* _Problem statement_: From start to end of the material below, restate each line exactly.

* _Data provided_:
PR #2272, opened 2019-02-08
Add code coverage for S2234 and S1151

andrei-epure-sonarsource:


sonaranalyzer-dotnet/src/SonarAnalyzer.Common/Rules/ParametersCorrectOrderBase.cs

* _Answer for the task_:
PR #2272, opened 2019-02-08
Add code coverage for S2234 and S1151

andrei-epure-sonarsource:


sonaranalyzer-dotnet/src/SonarAnalyzer.Common/Rules/ParametersCorrectOrderBase.cs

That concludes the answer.